- **Exercise**
Each line of the entries that mentions the string "createListenerCollection" needs to be reported.

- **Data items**
=== Section Start ===

Issue #1454, opened 2019-11-08
Performance: createListenerCollection


leshkovichpvl:
On a large application, there are problems with the performance of createListenerCollection.

<img width="1914" alt="Screen Shot 2019-11-06 at 18 13 44" src="https://user-images.githubusercontent.com/13157694/68459466-8f018900-0216-11ea-8e2a-e5dca8003a23.png">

=== Section End ===

- **Output of the exercise**
Performance: createListenerCollection
On a large application, there are problems with the performance of createListenerCollection.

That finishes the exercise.